U.S. authorities are moving ahead with Poland's request to extradite a 99-year-old Minnesota man to be tried on allegations he was involved in a World War II massacre of civilians, Polish prosecutors said Thursday.

Polish authorities issued an arrest warrant last year after opening a case following a series of 2013 reports in which the Associated Press identified the man as Ukrainian-born Michael Karkoc, an ex-commander in an SS-led unit of Ukrainian Nazi collaborators that burned Polish villages and killed civilians during the war.

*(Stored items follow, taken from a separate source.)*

PR #3314, opened 2025-06-28
Artist Evolution Visualization

granth23:
# Artist Evolution Visualization

This PR finalizes the implementation of the **Artist Evolution** feature, developed as part of my GSoC 2025 project: [Development of Advanced User Statistics Visualizations](https://community.metabrainz.org/t/gsoc-2025-development-of-advanced-user-statistics-visualizations/750040).

The Artist Evolution visualization allows users to track how their listening preferences for different **artists** change over a defined time range. It provides a stacked stream graph that illustrates artist-wise listen counts distributed across days of the week or other selected durations.

### Backend

- Fully implemented data aggregation logic to compute listen counts per artist over time.
- Supports flexible time ranges (e.g., past 7 days) with daily granularity.
- Groups listens by user and date, and maps them to artist identities using MusicBrainz data.

### Frontend

- Integrated with the backend API to fetch real-time user data.
- Utilizes `@nivo/stream` to render a responsive and interactive stream graph.
- Key features include:
  - Color-coded layers per artist.
  - Hover tooltips to show listen counts by artist per day.
  - Scroll and responsive layout handling for varied screen sizes.
  - Artist labels and legends for clarity in dense visualizations.

## Completed Work

- Backend and frontend fully integrated.
- Time-range filtering and day-wise grouping implemented.
- Tooltips and accessibility improvements added.
- Manual verification conducted for accuracy and UI responsiveness.
- Visual layout tuned for handling users with many distinct artists.

## Current Limitation

Spark-based test coverage has not been executed due to missing relevant listen data in the test suite. This will be addressed once genre-tagged and artist-resolved listens are added to the test environment.

## Example Preview

image


frontend/js/src/utils/types.d.ts
```diff
@@ -305,6 +305,13 @@ declare type UserArtistActivityResponse = {
   }>;
 };
 
+export interface UserArtistEvolutionActivityResponse {
```
MonkeyDo: This is the small change that is making typescript freak out and all the tests fail :P

```suggestion
declare interface UserArtistEvolutionActivityResponse {
```

granth23: Thank you so much for this, was super confused why this was happening

amCap1712:
Unable to build image and deploy to spark because of frontend tslint errors.

MonkeyDo:
See https://github.com/metabrainz/listenbrainz-server/actions/runs/16147025214

> [test: frontend/js/src/user/stats/components/UserArtistEvolutionActivity.tsx#L208](https://github.com/metabrainz/listenbrainz-server/pull/3314/files#annotation_36467091231)
Argument of type 'number | undefined' is not assignable to parameter of type 'number'.

anshg1214:
@granth23 I wanted to review this PR and deploy to test.lb. Can you fix the merge conflicts on this PR?

granth23:
> @granth23 I wanted to review this PR and deploy to test.lb. Can you fix the merge conflicts on this PR?

Yes will wind it up today itself

anshg1214:
@granth23 Can you add mock API Responses in the description? It'll be easier to test the PR

granth23:
Hey @anshg1214 thanks for resolving the error.
Regarding the mock API response, I am facing some spark issues right now trying to get them resolved, for the time being could you use the attached JSON file as the mock response.
[mockup.json](https://github.com/user-attachments/files/21813753/mockup.json)

frontend/js/src/user/stats/components/UserArtistEvolutionActivity.tsx
```diff
@@ -0,0 +1,452 @@
...
+  rawData.forEach((timeUnit) => {
+    if (timeUnit && typeof timeUnit === "object") {
+      Object.keys(timeUnit).forEach((key) => {
+        // Skip the 'id' field - it's metadata, not an artist
+        if (key !== "id") {
+          allArtistNames.add(key);
+        }
+      });
+    }
+  });
```
MonkeyDo: I don't think this is used anywhere. Is there a reason for keeping it?

frontend/js/src/user/stats/components/UserArtistEvolutionActivity.tsx
```diff
@@ -0,0 +1,452 @@
...
+        // Skip the 'id' field and only process actual artist data
+        if (artist !== "id" && typeof count === "number") {
+          if (!artistTotals[artist]) {
+            artistTotals[artist] = 0;
+          }
+          artistTotals[artist] += count;
+        }
+      });
+    }
+  });
```
MonkeyDo: Suggestion for a slightly more concise version using [lodash's `toPair`](https://lodash.com/docs/4.17.15#toPairs) which will return an empty array when not called with an object (undefined, bull, other object types...)

```suggestion
  const artistTotals = rawData
    .flatMap(toPairs)
    .reduce((totals, [artist, count]) => {
      // Skip the 'id' field and only process actual artist data
      if (artist !== "id" && typeof count === "number") {
        totals[artist] = (totals[artist] || 0) + count;
      }
      return totals;
    }, {} as Record<string, number>);
```

frontend/js/src/user/stats/components/UserArtistEvolutionActivity.tsx
```diff
@@ -0,0 +1,452 @@
...
+
+  // Get top 5 artists by total listens
+  const topArtists = Object.entries(artistTotals)
+    .sort(([, a], [, b]) => b - a)
+    .slice(0, 5)
```
MonkeyDo: Does this mean we only ever show the top 5 artists in this chart?

I think we could show more if we have the data, maybe up to 10?
Would have to see what the graphs look like in that case, but seems like a shame to show only top5 IMO

frontend/js/src/user/stats/components/UserArtistEvolutionActivity.tsx
```diff
@@ -0,0 +1,452 @@
...
+      "Tuesday",
+      "Wednesday",
+      "Thursday",
+      "Friday",
+      "Saturday",
+      "Sunday",
+    ];
+  }
+  if (timeRange.includes("month")) {
+    return Array.from({ length: 30 }, (_, i) => (i + 1).toString());
```
MonkeyDo: This assumes that all months are 30 days?

You can use this instead from the [date-fns library](https://date-fns.org/v4.1.0/docs/getDaysInMonth):
`getDaysInMonth(new Date())`

frontend/js/src/user/stats/components/UserArtistEvolutionActivity.tsx
```diff
@@ -0,0 +1,452 @@
...
+      "August",
+      "September",
+      "October",
+      "November",
+      "December",
+    ];
+  }
+  if (timeRange.includes("all_time")) {
+    const currentYear = new Date().getFullYear();
+    const safeOffsetYear = offsetYear || 2020;
```
MonkeyDo: Can you explain what the safeOffset is, and why this magic number of the year 2020?
How well will that hardcoded value work in 10 years for example?

frontend/js/src/user/stats/components/UserArtistEvolutionActivity.tsx
```diff
@@ -0,0 +1,452 @@
...
+    const yearRange = currentYear - safeOffsetYear + 1;
+    return Array.from({ length: yearRange }, (_, i) =>
```
MonkeyDo: In my opinion this is not very readable, so we might as well use utility functions from date-fns (eachYearOfInterval, format and parse imported from there).
Something like this should work:
```ts
const now = new Date();
return eachYearOfInterval({
  start: parse(safeOffsetYear + 1,"yyyy", now)),
  end: now
}).map(d => format(d,"yyyy"))
```

Not sure if the `+ 1` added to the offset is needed in this case, because I don't really understand what it represents :P
With the +1, the array of years will *not* include the offset year itself:

image


Not sure if it is because of the mock data I am using, but if I am on the "all time" range I see data for the bright future of 2026, which could be related to that +1? :
image

frontend/js/src/user/stats/components/UserArtistEvolutionActivity.tsx
```diff
@@ -0,0 +1,452 @@
...
+    );
+  }
+  return ["Period 1", "Period 2", "Period 3", "Period 4", "Period 5"];
+};
+
+// Custom tooltip function moved outside of render
+const renderCustomTooltip = (tooltipProps: any, orderedTimeUnits: string[]) => {
+  const { slice } = tooltipProps;
+
+  if (!slice || typeof slice.index === "undefined") {
```
MonkeyDo: How do we end up with the string "undefined"?
Sounds like maybe some transforation step calls toString on undefined values? Or is it an artifact of nivo?

frontend/js/src/user/stats/components/UserArtistEvolutionActivity.tsx
```diff
@@ -0,0 +1,452 @@
...
+        padding: "9px 12px",
+        border: "1px solid #ccc",
+        borderRadius: "4px",
+        fontSize: "12px",
+        boxShadow: "0 2px 4px rgba(0,0,0,0.1)",
+        maxWidth: "200px",
+      }}
+    >
+      <div style={{ marginBottom: "4px", fontWeight: "bold" }}>
+        {orderedTimeUnits[slice.index] || `Time Unit ${slice.index + 1}`}
```
MonkeyDo: I think this is a more human friendly text, like you did in `getOrderedTimeUnits` fallback 
```suggestion
        {orderedTimeUnits[slice.index] || `Period ${slice.index + 1}`}
```

frontend/js/src/user/stats/components/UserArtistEvolutionActivity.tsx
```diff
@@ -0,0 +1,452 @@
...
+          ))}
+    </div>
+  );
+};
+
+// Helper function for rendering different legend texts
+const getLegendText = (timeRange: UserStatsAPIRange) => {
+  if (timeRange === "week") return "Days of Week";
+  if (timeRange === "month") return "Days of Month";
+  if (timeRange === "year") return "Months";
```
MonkeyDo:
```suggestion
  if (timeRange === "week") return "Days of the week";
  if (timeRange === "month") return "Days of the month";
  if (timeRange === "year") return "Months";
```

frontend/js/src/user/stats/components/UserArtistEvolutionActivity.tsx
```diff
@@ -0,0 +1,452 @@
...
+  React.useEffect(() => {
+    const checkMobile = () => {
+      setIsMobile(window.innerWidth <= 768);
+    };
+
+    checkMobile();
+    window.addEventListener("resize", checkMobile);
+
+    return () => window.removeEventListener("resize", checkMobile);
+  }, [setIsMobile]);
```
MonkeyDo: We have a hook you can use for this which results in a one-liner and removes the state and this effect:
`const isMobile = useMediaQuery({ maxWidth: 767 });`

https://github.com/metabrainz/listenbrainz-server/blob/e94ac084f0d3381ae1ab9511586b90012cdc575a/frontend/js/src/explore/fresh-releases/utils.tsx#L32

frontend/js/src/utils/APIService.ts
```diff
@@ -602,6 +602,30 @@ export default class APIService {
     return response.json();
   };
 
+  getUserArtistEvolutionActivity = async (
+    userName?: string,
+    range: UserStatsAPIRange = "all_time"
+  ): Promise<UserArtistEvolutionActivityResponse> => {
+    let url;
+    if (userName) {
+      url = `${this.APIBaseURI}/stats/user/${userName}/artist-evolution-activity`;
```
MonkeyDo: I just changed this in the whole codebase in #3348 :
```suggestion
      url = `${this.APIBaseURI}/stats/user/${encodeURIComponent(userName)}/artist-evolution-activity`;
```

frontend/js/tests/user/stats/UserArtistEvolutionActivity.test.tsx
```diff
@@ -0,0 +1,159 @@
...
+      retry: false,
+      staleTime: 0,
+      gcTime: 0, // Changed from cacheTime to gcTime (React Query v4+)
+    },
+  },
+});
+
+const reactQueryWrapper = ({ children }: any) => (
+  <QueryClientProvider client={queryClient}>{children}</QueryClientProvider>
+);
```
MonkeyDo: We have a fixture for this available:
`import { ReactQueryWrapper } from "../../test-react-query";`

If you find that you need those cancel calls in `beforeEach` and `afterEach`, you can import queryClient from the same file.

frontend/js/tests/user/stats/UserArtistEvolutionActivity.test.tsx
```diff
@@ -0,0 +1,159 @@
...
+        {},
+        { wrapper: reactQueryWrapper }
+      );
+    });
+  
+    await waitFor(() => {
+      expect(screen.getByText("No artist evolution data available for this time period")).toBeInTheDocument();
+    }, { timeout: 8000 });
+  }, 15000);
+});
```
MonkeyDo, line 117: Would be nice to see a couple of tests for scenarios where the component renders correctly, i.e for example testing that the "Mock Stream Chart" is rendered

frontend/js/src/user/stats/components/UserArtistEvolutionActivity.tsx
granth23: This was being used earlier in the side legend, will remove it

frontend/js/src/user/stats/components/UserArtistEvolutionActivity.tsx
granth23: Cool, implemented the same
Thanks for the suggestion

frontend/js/src/user/stats/components/UserArtistEvolutionActivity.tsx
granth23: Do you think we could give like a slider of how many to show?

frontend/js/src/user/stats/components/UserArtistEvolutionActivity.tsx
granth23: Okay

frontend/js/src/user/stats/components/UserArtistEvolutionActivity.tsx
granth23: The safeOffsetYear is acting as a fallback starting year in case the API response doesn’t provide a valid offsetYear. The reason 2020 was used as a default is that LB only started collecting data around that time. That said, in practice, the API usually provides the correct offsetYear, so the hardcoded default is rarely used.

frontend/js/tests/user/stats/UserArtistEvolutionActivity.test.tsx
granth23: Okay, thanks for the suggestion

frontend/js/src/user/stats/components/UserArtistEvolutionActivity.tsx
granth23: Done

frontend/js/src/user/stats/components/UserArtistEvolutionActivity.tsx
granth23: Done

frontend/js/src/user/stats/components/UserArtistEvolutionActivity.tsx
granth23: Done

frontend/js/src/user/stats/components/UserArtistEvolutionActivity.tsx
granth23: Yes it might read awkwardly, switched to a stricter and tighter guard.

frontend/js/src/user/stats/components/UserArtistEvolutionActivity.tsx
granth23: For now I’ve removed the inline magic number and introduced an EARLIEST_DATA_YEAR constant, so the intent is explicit and maintainable. In practice, we still prefer the API’s offsetYear, and this fallback is rarely used, but now it’s clear and easier to adjust in the future.

frontend/js/tests/user/stats/UserArtistEvolutionActivity.test.tsx
granth23: Thanks! I added positive‑path tests that mock @nivo/stream and verify the chart renders. The tests cover both user and sitewide variants and assert via a data-testid="artist-evolution-stream" hook (added to the component) as well as the mocked “Mock Stream Chart”. I also included a failure-path test that surfaces the API error message.

frontend/js/src/user/stats/components/UserArtistEvolutionActivity.tsx
granth23: Refactored getAllTimeYearLabels to use eachYearOfInterval directly—simpler, no +1, and capped at current year to avoid future labels. Fixes the off-by-one; can add a test to assert last label = current year if needed.

frontend/js/src/utils/APIService.ts
granth23: Done

frontend/js/src/user/stats/components/UserArtistEvolutionActivity.tsx
MonkeyDo: > Do you think we could give like a slider of how many to show?

Yes, that would work. Either that or a dropdown with a few options (5,10,15,20? something like that, generated automatically considering the number of artists available in the calculated stats)

frontend/js/src/user/stats/components/UserArtistEvolutionActivity.tsx
MonkeyDo: > For now I’ve removed the inline magic number and introduced an EARLIEST_DATA_YEAR constant, so the intent is explicit and maintainable. In practice, we still prefer the API’s offsetYear, and this fallback is rarely used, but now it’s clear and easier to adjust in the future.

Thanks for the clarification, and indeed that constant is much more explicit.
I'm not sure about 2020 as a starting point though, "LB only started collecting data around that time" is not correct, not sure if you meant something else but LB started collecting user data in 2015, the beginning of the project.

But considering I can import my historical data from lastfm or spotify, you can expect that for the "all time" range we would be able to show older dates. I would recommend 2002, the year LastFM got its start. We are much less likely to have data from before that date.
Not sure if it makes sense in the context of this default offset. If it's too old than perhaps as default the LB start year (2015) makes more sense.

frontend/js/src/user/stats/components/UserArtistEvolutionActivity.tsx
granth23: Cool will implement the same based on the current SQL query

frontend/js/src/user/stats/components/UserArtistEvolutionActivity.tsx
granth23: Yes, I’ve removed the hardcoded usage entirely by introducing the EARLIEST_DATA_YEAR constant, which is derived from the user’s own available data. The only remaining references to 2020 are in fallback cases where a user has no data for the stat, so they don’t affect actual results.

frontend/js/tests/user/stats/UserArtistActivity.test.tsx
```diff
@@ -1,112 +1,104 @@
+// frontend/js/tests/user/stats/UserArtistEvolutionActivity.test.tsx
```
MonkeyDo: ❓ Why this comment?
Between the odd comment and the fact that this is the wrong file, it makes me think you're using an LLM to write your tests instead of taking the time to focus on them yourself, to be honest.

frontend/js/tests/user/stats/UserArtistActivity.test.tsx
MonkeyDo, line 1: Why are the tests in this file being replaced?
They were existing tests for the  UserArtistActivity component, why did you repurpose the test file for UserArtistEvolutionActivity ?

frontend/js/tests/user/stats/UserArtistEvolutionActivity.test.tsx
```diff
@@ -0,0 +1,147 @@
...
+
+const queryClient = new QueryClient({
+  defaultOptions: {
+    queries: { retry: false, staleTime: 0, gcTime: 0 },
+  },
+});
+
+const reactQueryWrapper = ({ children }: any) => (
+  <QueryClientProvider client={queryClient}>{children}</QueryClientProvider>
+);
```
MonkeyDo: You can import both of these from a utility file: 
https://github.com/metabrainz/listenbrainz-server/blob/master/frontend/js/tests/test-react-query.tsx

frontend/js/tests/user/stats/UserArtistEvolutionActivity.test.tsx
```diff
@@ -0,0 +1,147 @@
...
+    const handlers = [
+      // API now returns RAW rows; tests use that fixture
+      http.get("/1/stats/user/foobar/artist-evolution-activity", async ({ request }) => {
+        const url = new URL(request.url);
+        const range = url.searchParams.get("range");
+
+        switch (range) {
+          case "week":
+            return HttpResponse.json(userArtistEvolutionActivityResponse);
+          case "empty":
```
MonkeyDo: Where is this from?
When can the range be equal to the string "empty"?

Also, why redefine this scenario in the test at line 113 instead of using one of the ranges  ("year" I suppose) like you do for "month" below?

frontend/js/tests/user/stats/UserArtistEvolutionActivity.test.tsx
```diff
@@ -0,0 +1,147 @@
...
+      );
+    });
+
+    await waitFor(() => {
+      expect(screen.getByTestId("artist-evolution")).toBeInTheDocument();
+    });
+  });
+
+  it("displays error message when API call fails", async () => {
+    await act(async () => {
```
MonkeyDo, line 70: You don't need to wrap these with act at all.

frontend/js/tests/user/stats/UserArtistEvolutionActivity.test.tsx
```diff
@@ -0,0 +1,147 @@
...
+  it("renders correctly", async () => {
+    await act(async () => {
+      renderWithProviders(
+        <ArtistEvolutionActivityStreamGraph {...userProps} />, {}, { wrapper: reactQueryWrapper }
+      );
+    });
+
+    await waitFor(() => {
+      expect(screen.getByTestId("artist-evolution")).toBeInTheDocument();
+    });
```
MonkeyDo: For reference, I use this cheatsheet all the time. The grid at the top is useful to determine which type ofquery to use when you need to await or not:
https://testing-library.com/docs/react-testing-library/cheatsheet/#queries

```suggestion
    await screen.findByTestId("artist-evolution");
```

frontend/js/tests/user/stats/UserArtistEvolutionActivity.test.tsx
```diff
@@ -0,0 +1,147 @@
...
+
+    await waitFor(
+      () => {
+        // Error icon from FontAwesome when hasError=true
+        const errorIcon = screen.getByRole("img", { hidden: true });
+        expect(errorIcon).toHaveAttribute("data-icon", "circle-exclamation");
+      },
+      { timeout: 8000 }
+    );
+  }, 15000);
```
MonkeyDo: You don't need this timeout, nor the 15 second timing for the test.
Same for the test below.

MonkeyDo (changes requested):
Don't know what happened with the test files, but you need to revert the changes made to the wrong test files and integrate the changes you made into the correct test file.

frontend/js/src/user/stats/components/UserArtistEvolutionActivity.tsx
```diff
@@ -0,0 +1,550 @@
...
+      <div
+        className={`d-flex align-items-center justify-content-between ${
+          isMobile ? "mb-3" : ""
+        } flex-wrap mt-3`}
+      >
+        <h3 className="capitalize-bold m-0">Artist Evolution</h3>
+        <div className="d-flex align-items-center flex-shrink-0">
+          <span className="me-2">Top artists</span>
+          <div className="me-2" style={{ width: isMobile ? 140 : 220 }}>
+            <Slider
```
MonkeyDo: If I'm honest, I find the slider big and clunky, and I'm not convinced it's better than a simple dropdown with a couple of options.
What do you think about this?

Image

Or alternatively, with a number input?

Image

Also, instead of using the me-2 classes for margin, you can use the css class `gap-2` on the flex parent element to apply a gap between each child

frontend/js/src/user/stats/components/UserArtistEvolutionActivity.tsx
```diff
@@ -297,26 +376,28 @@ export default function ArtistEvolutionActivityStreamGraph(
...
 
-  const orderedTimeUnits = getOrderedTimeUnits(
-    range,
-    rawData.payload.offset_year,
-    (rawData as any).payload.from_ts,
-    (rawData as any).payload.to_ts
+  const artistHref = React.useCallback(
+    (name: string) => {
+      const mbid = artistMap[name];
+      return mbid ? `/artist_${mbid}` : "#";
```
MonkeyDo: This is incorrect, the link should be `/artist/${mbid}`

frontend/js/src/user/stats/components/UserArtistEvolutionActivity.tsx
```diff
@@ -446,7 +527,12 @@ export default function ArtistEvolutionActivityStreamGraph(
                           style: { itemTextColor: "#000000" },
                         },
                       ],
-                    },
+                      onClick: (datum: any) => {
+                        const name = datum.label;
+                        const mbid = artistMap[name];
+                        if (mbid) window.location.href = `/artist_${mbid}`;
```
MonkeyDo: Same here, should be  `/artist/${mbid}`.

You also probably want to use `navigate` from the react-router package rather than navigating like this, so as not to break the SPA navigation.
Example of usage here:
https://github.com/metabrainz/listenbrainz-server/blob/8ed93eb9f8c12cb465e810de71b7ccf2b9e007fb/frontend/js/src/artist/ArtistPage.tsx#L270-L273

frontend/js/src/user/stats/components/UserArtistEvolutionActivity.tsx
```diff
@@ -0,0 +1,550 @@
...
+                      },
+                    },
+                    grid: {
+                      line: {
+                        stroke: "#dddddd",
+                        strokeWidth: 1,
+                      },
+                    },
+                  }}
+                  legends={[
```
MonkeyDo, line 436: I'm not a big fan of the legend preventing the graph from taking the available horizontal space on the page.
It looks better to me on smaller screen sizes when the legend is underneath.

Another option would be to anchor it "top-left" with a smaller translateX value (say 20 for example), and hope that the graph lines won't cover it entirely depending on the data?
Image

frontend/js/tests/user/stats/UserArtistActivity.test.tsx
granth23: So my frontend tests usually run on my Windows setup, while the full LB stack is on the Linux (wolf) setup. To move stuff over I just dumped all my edits into one scratch file with filenames written on top. That random filename comment you saw was just left over from that, and I also ended up pasting changes into the wrong test file by mistake. I’ll fix it up and move things where they actually belong.

frontend/js/tests/user/stats/UserArtistEvolutionActivity.test.tsx
granth23: Fixed

frontend/js/tests/user/stats/UserArtistEvolutionActivity.test.tsx
granth23: That slipped in from an early stub. HAve removed the same.

frontend/js/tests/user/stats/UserArtistEvolutionActivity.test.tsx
granth23: FIxed

frontend/js/tests/user/stats/UserArtistEvolutionActivity.test.tsx
granth23: Fixed

frontend/js/tests/user/stats/UserArtistEvolutionActivity.test.tsx
granth23: Removed

frontend/js/src/user/stats/components/UserArtistEvolutionActivity.tsx
granth23: FIxed

frontend/js/src/user/stats/components/UserArtistEvolutionActivity.tsx
granth23: Fixed

frontend/js/src/user/stats/components/UserArtistEvolutionActivity.tsx
granth23: Used the artist map dropdown as reference and have implemented the dropdown for 5/10/15

frontend/js/tests/user/stats/UserArtistActivity.test.tsx
granth23: I messed up while copying pasting from the Windows env to the Linux env, have restored it now

frontend/js/src/user/stats/components/UserArtistEvolutionActivity.tsx
granth23: image
This could be one issue, giving the entire legend a background overlay isn't possible Nivo doesn't support that else we will have to make a separate div for the legend, we can give it a row by row overlay though

MonkeyDo: Yes, I thought that could end up looking bad.
I think with the row-by-row overlay it would probably look fine, but I've never tried.

I think it'll be easier than to recreate a legend component...

listenbrainz/webserver/views/stats_api.py
```diff
@@ -590,6 +591,103 @@ def get_genre_activity(user_name: str):
     return jsonify({"result": genre_activity})
 
 
+def _transform_artist_evolution_activity_data(raw_data, stats_range):
```
amCap1712: The user stats and sitewide stats API should return similar structured data so not sure why this function is being used in sitewide stats but not user stats.

listenbrainz/webserver/views/stats_api.py
```diff
@@ -590,6 +591,103 @@ def get_genre_activity(user_name: str):
...
+        
+        result.append(result_item)
+    
+    return result, offset_year
+
+
+@stats_api_bp.get("/user/<user_name>/artist-evolution-activity")
+@crossdomain
+@ratelimit()
+def get_artist_evolution_activity(user_name: str):
```
amCap1712, line 659: Missing documentation.

listenbrainz/webserver/views/stats_api.py
```diff
@@ -1335,6 +1433,34 @@ def get_sitewide_artist_activity():
     return jsonify({"result": result})
 
 
+@stats_api_bp.get("/sitewide/artist-evolution-activity")
+@crossdomain
+@ratelimit()
+def get_sitewide_artist_evolution_activity():
```
amCap1712, line 1528: Missing documentation.

granth23: done

listenbrainz/webserver/views/stats_api.py
granth23: done

listenbrainz/webserver/views/stats_api.py
granth23: fixed, the user stats api is the correct one so fixed sitewide accordingly

MonkeyDo (changes requested):
The previous review comment about the legend has not been addressed, so we're basically at the same point.

Other changes look good.

frontend/js/src/user/stats/components/UserArtistEvolutionActivity.tsx
```diff
@@ -0,0 +1,569 @@
...
+    hasError = false,
+    errorMessage = "",
+  } = loaderData || {};
+
+  const isMobile = useMediaQuery("(max-width: 767px)");
+
+  const [topN, setTopN] = React.useState<number>(10);
+  const onTopNChange: React.ChangeEventHandler<HTMLSelectElement> = (e) => {
+    setTopN(parseInt(e.target.value, 10));
+  };
```
MonkeyDo, line 294: This was supposedly introduced to implement the topN select, but the implementation was changed to use a dropdown instead. 
I assume it was changed to follow the other dropdowns on the page, but I think the select is about perfect for this job, and has better accessibility support. (we should probably change the other dropdown to a select, to be honest.)

And so concise after a small refactor!
23 lines reduced to 4:
```tsx
<select className="form-select" onChange={onTopNChange}>
  {[5, 10, 15].map((num) => {
    return <option value={num}>{num}</option>;
  })}
</select>
```

Image

If you still want to use a dropdown instead, you can remove this unused function

granth23:
> The previous review comment about the legend has not been addressed, so we're basically at the same point.
> 
> Other changes look good.

Actually was waiting for Era to be merged so, can merge conflicts as well, I have done the implementation of same on local will make the changes and wind it up

frontend/js/src/utils/types.d.ts
```diff
@@ -322,15 +322,13 @@ declare type UserEraActivityResponse = {
 
 declare type UserArtistEvolutionActivityResponse = {
   payload: {
-    artist_evolution_activity: Array<{
-      [artistName: string]: number | string;
-    }>;
-    offset_year?: number;
+    user_id: string;
+    artist_evolution_activity: RawRow[];
```
MonkeyDo: Please also move the RawRow type to this file, and rename it to something less generic. Maybe "RawUserArtistEvolutionRow" or something like that?

granth23: done

MonkeyDo (approved):
:+1:

listenbrainz/webserver/views/stats_api.py
amCap1712: In that case, this function is not used anywhere AFAICS and should be removed.

granth23: Done

data/model/user_entity.py
```diff
@@ -5,13 +5,14 @@
...
-from data.model.user_genre_activity import GenreActivityRecord
 from data.model.user_recording_stat import RecordingRecord
 from data.model.user_release_group_stat import ReleaseGroupRecord
 from data.model.user_release_stat import ReleaseRecord
+from data.model.user_artist_evolution_activity import ArtistEvolutionActivityRecord
+from data.model.user_genre_activity import GenreActivityRecord
 
 EntityRecord = Union[
-    RecordingRecord, ReleaseGroupRecord, ReleaseRecord, ArtistRecord, GenreActivityRecord, EraActivityRecord
+    RecordingRecord, ReleaseGroupRecord, ReleaseRecord, ArtistRecord, ArtistEvolutionActivityRecord, GenreActivityRecord, EraActivityRecord, ArtistEvolutionActivityRecord
```
amCap1712: Remove duplicate
```suggestion
    RecordingRecord, ReleaseGroupRecord, ReleaseRecord, ArtistRecord, GenreActivityRecord, EraActivityRecord, ArtistEvolutionActivityRecord
```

Karkoc's family has repeatedly denied that he was involved in any war crimes.

"My father was, is and remains innocent," his son, Andriy Karkoc, said Thursday. "We look forward to his complete exoneration."

Andriy Karkoc said his father's name was never mentioned in a 1972 Polish trial that convicted another former soldier of war crimes for the incident in question. Michael Karkoc also went unmentioned in a later appeal of the verdict, he added.

The younger Karkoc said his father is being sought "for allegedly committing this same exact war crime; a crime that Polish courts punished 46 years ago."

Last July, Poland asked U.S. authorities to hand over Karkoc, who lives in Minneapolis, so he could face a court trial.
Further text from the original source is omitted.